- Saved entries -
PR #590, opened 2020-03-10
fix: Add support for GitHub App authentication to webhook controller

### LINKED ISSUE #586: Lighthouse webhook controller should support GitHub App-generated tokens
We already do in the Tide controller, so let's do so in the webhook controller as well.

abayer:
This takes how Tide was already doing this and makes it reusable, with some tweaks for the webhook controller needing to already have an instantiated scm client for webhook parsing, before it knows the owner, and makes sure we're following the same code path for scm provider client creation and authorization everywhere.

Also, this reworks the charts a bit to include the relevant secret and configuration in the webhook controller deployment as well.

fixes #586


abayer:
This is very much WIP - I need to figure out a good way to actually test the GitHub App behavior in the BDD tests, but I think this is generally on the right path.

PR #603, opened 2020-03-19
feat: Move status reporting into new controller

### LINKED ISSUE #437: Move status updates from jx build controller to Lighthouse
This is a bit of a thorny issue - there are some concerns I can't go into detail on here. But the goal here is to stop doing the status updates at the end of a pipeline's execution in jx's build controller and instead do it in LH. This would be much cleaner, and I think would be better overall as a result of colocating all the GitHub/BitBucket/Gitlab/etc API interactions here.

I'm not sure yet what the implementation would entail - if we want to go in the direction of making Lighthouse able to handle triggering things besides just jx pipelines, we'd definitely need a `ProwJob` equivalent here, but my instinct is to lean into the jx-specificness of LH and instead add a field to `PipelineActivity` named something like `Reported`, and then watch for `PipelineActivity`s in LH that have a non-nil `CompletedTimestamp` and `Reported` as false, reporting status for such `PipelineActivity`s and updating their `Reported` field.

abayer:
Rather than using the jx build controller for status reporting, this uses a new CRD, `LighthouseJob`, and a new controller, `lighthouse-foghorn`, for recording what has been kicked off, status, whether it's been reported, etc. This is more in line with how Prow works, and allows things like override to work without hacks.

We also rename tide to `lighthouse-keeper` here, because hey, I'm on a role of renaming things.

fixes #437


abayer:
This replaces various earlier WIP PRs with a new WIP PR! Since #590 has merged, it made sense to squash this down and rebase it properly.

A fair amount more work is needed - unit tests for the foghorn controller, some more cleanup of dead/poorly-named code, and I want to run this for a while on a testbed cluster to make sure it's not too chatty/eager to act on `PipelineActivity`s. Also I need to put in GC logic for no-longer-relevant `LighthouseJob`s - I'm leaning towards deleting them like 7 days after they're either no longer the most recent build for the PR/context or their PR has merged, and 30 days otherwise. To be determined, but definitely a requirement for merging this.

abayer:
GC cronjob in - it's currently very stupid, just nuking everything 7+ days old, but we can circle back on that.

abayer:
Tests may fail because I removed a bit I had in the BDD tests to force disabling status reporting from the build controller, because I want to be 100% sure the "disable if there's a `lighthouse-foghorn` deployment" logic I added to the build controller works correctly. And that _just_ made it into the version stream, and I may have pushed here a little prematurely. =) If so, I'll just rerun them and they should be fine.

PR #619, opened 2020-03-28
chore: allow log format to be configured

garethjevans:


abayer:
So this is fine, but I don't think we actually use that field in any meaningful way. Might as well merge and follow up later with a general rewrite of logging.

- TASK -
Write out every line from the entries where "should" appears.

- ANSWER TO THE PROBLEM -
### LINKED ISSUE #586: Lighthouse webhook controller should support GitHub App-generated tokens
Tests may fail because I removed a bit I had in the BDD tests to force disabling status reporting from the build controller, because I want to be 100% sure the "disable if there's a `lighthouse-foghorn` deployment" logic I added to the build controller works correctly. And that _just_ made it into the version stream, and I may have pushed here a little prematurely. =) If so, I'll just rerun them and they should be fine.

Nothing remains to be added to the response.